I took advantage of the extra low tide yesterday, by wading out to a coral ledge in the water. 
It was the kind of water hunting situation where you need a snorkel and mask to help you retrieve targets. 
Bobbing and fanning for targets in cracks and holes in the ledge, instead of using a long handled scoop. 
I found two silver rings, three silver dimes and an 18K gold wedding band using my Minelab Excalibur II. 

If you can get far enough out to search offshore ledges, they can be productive areas as they are only accessible to metal detect during extra low tides. 
I took a flat head screwdriver and a pair of needle nose pliers to help me recover coins and jewelry stuck in the cracks and holes along the ledge.

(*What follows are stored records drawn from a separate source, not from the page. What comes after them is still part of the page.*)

PR #5178, opened 2023-03-27
Refactor types

Pcrab:
## What does it do?

Add types to Hexo class and extend apis.

Only types are changed except for `lib/extend/tag.ts`, where I added an intermediate variable. All these changes should have no effect on runtime behavior.

This may help plugin authors who can now add hexo as devdependency and add `declare var hexo: import("hexo")` to `global.d.ts` to get better type inference.

## Screenshots

After adds

image

I can get better type inference like this:

image

which used to be just any type.

## Pull request tasks

- [x] Passed the CI test.

### DIFF
--- a/lib/extend/syntax_highlight.ts
+++ b/lib/extend/syntax_highlight.ts
@@ -1,10 +1,32 @@
-interface Options {
-  context?: any;
-  args?: any;
+import Hexo from '../hexo';
+
+export interface HighlightOptions {
+  // plulgins/filter/before_post_render/backtick_code_block
+  lang: string,
+  caption: string,
+  lines_length?: number,
+  firstLineNumber?: string | number
+
+
+  language_attr?: boolean;
+  firstLine?: number;
+  line_number?: boolean;
+  line_threshold?: number;
+  mark?: number[];
+  wrap?: boolean;
+
+}
+
+interface HighlightExecArgs {
+  context?: Hexo;
+  args?: [
+    content: string,
+    options: HighlightOptions,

Because of the location of yesterdays ledge, all of my afternoon finds were probably lost by swimmers out in the normally deep water.  
Many water hunters do not have the patience to search ledges, but as you can see by the photo sometimes it pays to leave your scoop behind and try a different style of water hunting.
Anytime you can do something a little different from other water hunters in your area, you stand a chance of finding something good. 
Local knowledge of your beaches and any unusual coral or rock formations inside the water  will certainly help.
Using a metal detector with a small search coil is also important when spending time bobbing and fanning targets. 
The small search coil becomes your pin pointer in this type of underwater metal detecting situation. 
The more targets you can successfully recover the better, off shore ledge hunting is only possible during the low tide unless you scuba dive.
Ledge hunting is just another example of metal detecting outside the box.